My husband watches online porn a lot and has an extensive porn library. I could care less. I only make fun or make an issue when he needs to masturbate even after we've had sex numerous times. Before him I watched porn for kicks and have become aroused when I was single and would rather enjoy myself than to be involved in meaningless sex while dating. 

What we do together is act out our fantasies. We videotape ourselves. (of course we don't post any online) We watch them later. I get dressed up in the things that he likes and performs certain acts. We talk dirty and we are a very satisfied married couple even though we just had twins 3 months ago. We find the time to make love and explore our sexual desires. The most secure things about what we do is that he loves me and is attracted to me (even though my stomach after four children is yucky), can't keep his hands off me, and I know he's not a cheater ever. Btw, we point out sexy or pretty women on TV and in public and talk about them to each other for kicks. Like how nice their butts are or how unattractive they may look and if he'd do them or I if I were a *****. 

Try to not feel this way and ask your husband to engage his fantasies with the one woman he can do it with legally.


----------



## Chopblock (Mar 21, 2008)

Asking a man to give up porn is like asking a woman to allow the toilet seat down (or any one of a hundred other things on either side that each person views as "shouldn't be made a huge deal of".

Asking him to give it up will either make him do it behind your back, or resent you outright. And rest assured he will throw that in your face every chance he gets.


----------



## CLucas976 (Jun 27, 2010)

Porn is only a problem when it becomes an addiction. 

I watch porn, my husband watches porn, we both look at it as research, where else are you going to find new sex ideas and positions? (other than cosmo )

if he's turning you down for sex only to turn around and masterbate to porn, its a problem, but from what most of my buddies (guys) tell me, that 3 minutes of shot on action is enough visual to get the job done in times when they need to.

Humans are animalistic, we don't conciously act on our instincts, but we do it subconciously. men have a drive to bust that nut, by any means necessary, and if they don't it causes pain both mental and physical. (blue balls anyone?)

I'e caught my husband looking at porn, and laughed. Asked him why he didn't wake me up. The only thing it's ever taught him was new sex positions, ways to fling me around upside down and make me um..happy.

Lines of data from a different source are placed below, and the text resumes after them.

PR #1956, opened 2023-03-21
ref(envelope_manager): Remove from_registry calls from the service

olksdr:
This PR removes the `from_registry` calls from the `EnvelopeMangerService`.
Removed un-used code.

#skip-changelog

ref: #1818

### DIFF
--- a/relay-server/src/actors/envelopes.rs
+++ b/relay-server/src/actors/envelopes.rs
@@ -11,9 +11,7 @@ use relay_log::LogError;
 use relay_metrics::{Aggregator, Bucket, MergeBuckets};
 use relay_quotas::Scoping;
 use relay_statsd::metric;
-#[cfg(feature = "processing")]
-use relay_system::Addr;
-use relay_system::{FromMessage, NoResponse};
+use relay_system::{Addr, FromMessage, NoResponse};
 use tokio::sync::oneshot;
 
 use crate::actors::outcome::{DiscardReason, Outcome};
--- a/relay-server/src/actors/envelopes.rs
+++ b/relay-server/src/actors/envelopes.rs
@@ -8,7 +8,7 @@ use relay_common::ProjectKey;
 use relay_config::{Config, HttpEncoding};
 use relay_general::protocol::ClientReport;
 use relay_log::LogError;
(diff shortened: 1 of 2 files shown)


relay-server/src/actors/envelopes.rs
```diff
@@ -201,15 +198,29 @@ impl FromMessage<SendMetrics> for EnvelopeManager {
 #[derive(Debug)]
 pub struct EnvelopeManagerService {
     config: Arc<Config>,
+    aggregator: Addr<Aggregator>,
+    enveloper_processor: Addr<EnvelopeProcessor>,
+    test_store: Addr<TestStore>,
+    upstream_relay: Addr<UpstreamRelay>,
```
jjbayer, line 204: nit: Should we make this an "address book" again?

relay-server/src/service.rs
```diff
@@ -120,20 +111,7 @@ impl ServiceState {
...
-            let rt = create_runtime("store-rt", 1);
-            let store = StoreService::create(config.clone())?.start_in(&rt);
-            envelope_manager.set_store_forwarder(store);
-            _store_runtime = Some(rt);
-        }
-
-        let envelope_manager = envelope_manager.start();
-        let test_store = TestStoreService::new(config.clone()).start();
-
+        let (envelope_manager, envelope_manager_rx) = channel(EnvelopeProcessorService::name());
```
jjbayer: I assume this is to resolve the circular dependency between manager and processor? Could you add a comment explaining this?

jjbayer (approved):

relay-server/src/actors/envelopes.rs
olksdr: This for me still fine and I would keep it separated for now and I would like to keep this still as it is.

relay-server/src/service.rs
olksdr: Yeah, we have to get an address of the manager before we can use it in the processor, still we also have to have a processor address in the manager here.

olksdr: done in [f0de37a](https://github.com/getsentry/relay/pull/1956/commits/f0de37a6ec95588d53b41fa020fd952b7b9562be)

I am not a fan of strip clubs, I do not like the idea of naked woman rubbing on him for his pleasure, but if Im at work all night and he needs a nut, I am not offended by a porn session. It's not another woman, its not a stripper, its a video designed to empty you out so you don't build up.


----------



## cb45 (Oct 2, 2009)

hmmm, seems porns in today/tonite.

i posted my view on this on other threads. i agree w/ addiction aspect as one of several potential problems, most of which requires introspection of how u r wired internally.

if u or the two of u have "problems" then i can see how its an easy way of falling into the porn cycle.
if yer mates freezing u out, i can see u compensating w/ porn.
if u r not sex-compatible w/ yer mate, again, in steps porn as a possibie answer/diversion.

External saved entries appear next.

PR #1960, opened 2023-03-22
feat(normalization): Mark scrubbed transactions as sanitized

iker-barriocanal:
All transactions that got their names scrubbed will be marked as sanitized, as long as the org feature flag is enabled.

6961c5e includes a small refactor around the usage of feature flags. Although it may seem like it, this doesn't change the behavior of relay around the application of transaction rules, since the initial flag belonging to `scrub_identifiers` controls the generation of rules in `sentry`, [see](https://github.com/getsentry/sentry/blob/242fd1dd0654e85bf027df59131db516a0b55395/src/sentry/relay/config/__init__.py#L203).

Ref: https://github.com/getsentry/team-ingest/issues/93

#skip-changelog

### DIFF
--- a/relay-general/src/store/transactions/processor.rs
+++ b/relay-general/src/store/transactions/processor.rs
@@ -354,13 +354,13 @@ impl Processor for TransactionsProcessor<'_> {
             &TransactionSource::Url | &TransactionSource::Sanitized
         ) && self.name_config.scrub_identifiers
         {
-            let changed = scrub_identifiers(&mut event.transaction)?;
-            if changed && self.name_config.mark_scrubbed_as_sanitized {
-                let source = &mut event
+            scrub_identifiers(&mut event.transaction)?;
+            if self.name_config.mark_scrubbed_as_sanitized {
+                event
                     .transaction_info
                     .get_or_insert_with(Default::default)
-                    .source;
-                source.set_value(Some(TransactionSource::Sanitized));
+                    .source
+                    .set_value(Some(TransactionSource::Sanitized));
             }
         }
 
--- a/relay-general/src/store/transactions/processor.rs
+++ b/relay-general/src/store/transactions/processor.rs
@@ -341,26 +341,27 @@ impl Processor for TransactionsProcessor<'_> {
                 .set_value(Some("<unlabeled transaction>".to_owned()))
         }
 
-        // Apply the rule if any found
-        self.apply_transaction_rename_rule(
-            &mut event.transaction,
-            event.transaction_info.value_mut(),
-        )?;
+        if self.name_config.scrub_identifiers {
+            // Apply the rule if any found
+            self.apply_transaction_rename_rule(
+                &mut event.transaction,
+                event.transaction_info.value_mut(),
+            )?;
 
-        // Normalize transaction names for URLs and Sanitized transaction sources.
-        // This in addition to renaming rules can catch some high cardinality parts.
-        if matches!(
-            event.get_transaction_source(),
-            &TransactionSource::Url | &TransactionSource::Sanitized
-        ) && self.name_config.scrub_identifiers
-        {
-            scrub_identifiers(&mut event.transaction)?;
-            if self.name_config.mark_scrubbed_as_sanitized {
-                event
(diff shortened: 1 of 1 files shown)


relay-general/src/store/transactions/processor.rs
```diff
@@ -354,13 +354,13 @@ impl Processor for TransactionsProcessor<'_> {
...
-                let source = &mut event
+            scrub_identifiers(&mut event.transaction)?;
+            if self.name_config.mark_scrubbed_as_sanitized {
+                event
                     .transaction_info
                     .get_or_insert_with(Default::default)
-                    .source;
-                source.set_value(Some(TransactionSource::Sanitized));
+                    .source
+                    .set_value(Some(TransactionSource::Sanitized));
```
jjbayer: The code structure is starting to look misleading (not your fault). I think it should look something like this:

```rust
// This comes from a feature flag that already toggles both rules and patterns,
// so we might as well put it around both function calls.
if self.name_config.scrub_identifiers {
    self.apply_transaction_rename_rule(
        &mut event.transaction,
        event.transaction_info.value_mut(),
    )?;
    if matches!(
            event.get_transaction_source(),
            &TransactionSource::Url | &TransactionSource::Sanitized) {
            
        scrub_identifiers(&mut event.transaction)?;
            
        if self.name_config.mark_scrubbed_as_sanitized {
            // set as sanitized
        }
    }
}
```

jjbayer (commented):
@iker-barriocanal did you check if affected orgs currently have any high-cardinality transactions that would destroy the UX with this change?

iker-barriocanal:
@jjbayer the list of orgs affected by the feature flag is [here](https://github.com/getsentry/getsentry/blob/7940f4560bb770b02dcfa7e66739c82fc3da7fa0/getsentry/features.py#L287). I think it's fine, but we can also consider limiting the flag to Sentry orgs for now.

relay-general/src/store/transactions/processor.rs
iker-barriocanal: That snippet changes the behavior. You're including `apply_transaction_rename_rule` inside the `scrub_identifiers ` feature flag now, and I don't think we want to do that.

In my opinion, considering the two feature flags the code is okayish as it is. Once we remove the feature flags, we can consider moving things around.

jjbayer: > That snippet changes the behavior.

They are equivalent in behavior because `name_config.scrub_identifiers` is tied to the same feature flag that controls the emission of clusterer rules in Sentry:

https://github.com/getsentry/relay/blob/5560fb555a6e4167023083a247fffff4b429891a/relay-server/src/actors/processor.rs#L2216-L2218

So if the flag is "on" you get both, if the flag is "off" you get none.

But with your version of the code, the intend seems to be to _only_ mark txns as sanitized when they passed through pattern-based normalization.

Either way, IMO this code should be restructured, but it does not have to be in this PR. https://github.com/getsentry/team-ingest/issues/14 will also require a change here (see [comment](https://github.com/getsentry/team-ingest/issues/14#issuecomment-1415776831)), so we can defer until then.

jjbayer (approved):
> I think it's fine, but we can also consider limiting the flag to Sentry orgs for now.

@iker-barriocanal My question was specifically whether or not the affected org(s) still had a lot of URL transactions with identifiers that we failed to parameterize. In the mean time I found the answer myself: the affected customer project only has a handful of high-volume but low-cardinality transactions labeled as `url`, so we can go ahead with the change.

iker-barriocanal:
@jjbayer I checked the projects for that org and `sentry` org and I believe it's fine. I haven't checked other sentry orgs, but for the purpose of this dogfooding I expect no issues. I should have written a more elaborated answer from the beginning.

relay-general/src/store/transactions/processor.rs
iker-barriocanal: Ohh, I see. Good suggestion, thanks! Addressed in 6961c5e. I also had to add the flag in tests, so that the scrubbing would run: 5d847ab.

not that i'm agreeing w/ the decision(s) to compensate, just that i can understand/sympathize w/ the drive, the hurt, whatever.
this isnt easy for me to say, as a guy, as we understand better the NEED for visualization thru the video media aspect more so
than most women. women on average, do better w/ sexy stories as thats how most of 'em are wired. my W, case in pt.
(i've seen studies in documentaries backing above statements)

but if u r truly ok w/ yer mate in all respects, esp concerning 
sex then i dont see the need for porn, which by the way, is pretty degrading to women, the last time i saw it. there are books and TV documentaries, and help grps that can assist u 
w/out the perversion that eventually(if not immediately) ensues from porn.

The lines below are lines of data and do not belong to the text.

PR #1962, opened 2023-03-23
feat(monitors): Validate monitor_config for upserts

evanpurkhiser:
Adds an optional `monitor_config` key for checkins

### DIFF
--- a/relay-monitors/src/lib.rs
+++ b/relay-monitors/src/lib.rs
@@ -60,6 +60,46 @@ where
     uuid.as_simple().serialize(serializer)
 }
 
+#[derive(Clone, Debug, PartialEq, Deserialize, Serialize)]
+#[serde(rename_all = "snake_case")]
+#[serde(tag = "type")]
+enum Schedule {
+    Crontab { value: String },
+    Interval { value: u64, unit: IntervalName },
+}
+
+#[derive(Clone, Copy, Debug, PartialEq, Deserialize, Serialize)]
+#[serde(rename_all = "snake_case")]
+enum IntervalName {
+    Year,
+    Month,
+    Week,
+    Day,
+    Hour,
+    Minute,
+}
+
+/// The monitor configuration playload for upserting monitors during check-in
+#[derive(Debug, Deserialize, Serialize)]
+struct MonitorConfig {
+    /// The monitor schedule configuration
+    schedule: Schedule,
+
+    /// How long (in minutes) after the expected checkin time will we wait until we consider the
+    /// checkin to have been missed.
+    #[serde(default, skip_serializing_if = "Option::is_none")]
+    checkin_margin: Option<u64>,
+
+    /// How long (in minutes) is the checkin allowed to run for in in_rogress before it is
+    /// considered failed.
+    #[serde(default, skip_serializing_if = "Option::is_none")]
+    max_runtime: Option<u64>,
+
+    /// tz database style timezone string
+    #[serde(default, skip_serializing_if = "Option::is_none")]
+    timezone: Option<String>,
+}
+
 /// The monitor check-in payload.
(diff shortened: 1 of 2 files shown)


relay-monitors/src/lib.rs
```diff
@@ -60,6 +60,48 @@ where
     uuid.as_simple().serialize(serializer)
 }
 
+#[derive(Clone, Debug, PartialEq, Deserialize, Serialize)]
+#[serde(rename_all = "snake_case")]
+#[serde(tag = "schedule_type", content = "schedule")]
```
evanpurkhiser: Let me know if this is the way to go here, combined with the `flatten` in the field this seems to work pretty well.

relay-monitors/src/lib.rs
```diff
@@ -60,6 +60,48 @@ where
...
+struct MonitorConfig {
+    /// The monitor schedule configuration
+    #[serde(flatten)]
+    // Note that the `schedule_type` key is flattened from the Schedule enum marked by serde
+    schedule: Schedule,
+
+    /// How long (in minutes) after the expected checkin time will we wait until we consider the
+    /// checkin to have been missed.
+    #[serde(default, skip_serializing_if = "Option::is_none")]
+    checkin_margin: Option<i8>,
```
jan-auer: This means it will fail to deserialize if you set a value that is larger than 127, and it allows you to set negative values. Is that what you want? Otherwise, I'd propose to use `u64` or `u32`.

relay-monitors/src/lib.rs
```diff
@@ -76,6 +118,10 @@ struct CheckIn {
     /// Duration of this check since it has started in seconds.
     #[serde(default, skip_serializing_if = "Option::is_none")]
     duration: Option<f64>,
+
+    /// monitor configuration to support upserts.
+    #[serde(default, skip_serializing_if = "Option::is_none")]
+    monitor_config: Option<MonitorConfig>,
```
jan-auer, line 122: _nit_: The `config` suffix seems redundant in protocol, but no formal objection on this.

relay-monitors/src/lib.rs
```diff
@@ -60,6 +60,48 @@ where
     uuid.as_simple().serialize(serializer)
 }
 
+#[derive(Clone, Debug, PartialEq, Deserialize, Serialize)]
+#[serde(rename_all = "snake_case")]
+#[serde(tag = "schedule_type", content = "schedule")]
+enum Schedule {
+    Crontab(String),
+    Interval(i8, IntervalName),
```
jan-auer: This variant is not extensible. If you're relatively certain that you will only ever need this tuple for interval schedules, then feel free to keep it. Otherwise, I'd propose to make this a `struct`, so you can add new fields.

jan-auer (approved):
The PR is good to go. Please see comments below, those are up to your discretion to address.

relay-monitors/src/lib.rs
evanpurkhiser: This is a little tricky, since the monitor object actually has a `config` as it's own property. 

https://github.com/getsentry/sentry/blob/ad9fa09acb39820a12908d57e0b04a29c71b3a45/src/sentry/monitors/models.py#L175

There are other fields on a monitor such as it's name and project that are NOT part of the config. I wanted to keep it this way for consistency.

That said, from an API ingest pov we could simply call this `monitor` and it would be OK, let me bring it up and see what everyone think.s

relay-monitors/src/lib.rs
evanpurkhiser: Yeah I want `u64` you're right.

relay-monitors/src/lib.rs
evanpurkhiser: I've updated the configuration schema to not use a tuple pair like this.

i'm not judging anyone, thats Gods domain only, but i am sharing my experience(s) limited as they it may be, 'cuz i've been on both sides of the tracks/fence in my lifetime.


----------



## MarriedWifeInLove (May 28, 2010)

Boy can I relate to this one, my husband looks at porn constantly. But, he's not masturbating to it, just looks at all types - he's disabled and doesn't work so he gets bored and porn is one of the things he does. 

I'm about to turn 50 this year and for the first time, him looking at porn (I do too) suddenly made me insecure, what? I believe that's because of hormones, pre-menopause, and just getting older in general started to affect my self-esteem in a way it had never done before (he's ALWAYS been into porn, magazines/video's before the invention of the internet).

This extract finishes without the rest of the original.